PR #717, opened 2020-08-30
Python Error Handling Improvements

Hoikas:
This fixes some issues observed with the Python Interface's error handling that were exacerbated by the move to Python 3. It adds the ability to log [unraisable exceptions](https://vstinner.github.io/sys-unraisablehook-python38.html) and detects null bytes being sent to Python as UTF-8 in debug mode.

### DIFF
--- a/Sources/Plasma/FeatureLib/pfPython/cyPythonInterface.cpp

******

Verbatim reproduction of the entries is required.

Written response.
PR #717, opened 2020-08-30
Python Error Handling Improvements

Hoikas:
This fixes some issues observed with the Python Interface's error handling that were exacerbated by the move to Python 3. It adds the ability to log [unraisable exceptions](https://vstinner.github.io/sys-unraisablehook-python38.html) and detects null bytes being sent to Python as UTF-8 in debug mode.

### DIFF
--- a/Sources/Plasma/FeatureLib/pfPython/cyPythonInterface.cpp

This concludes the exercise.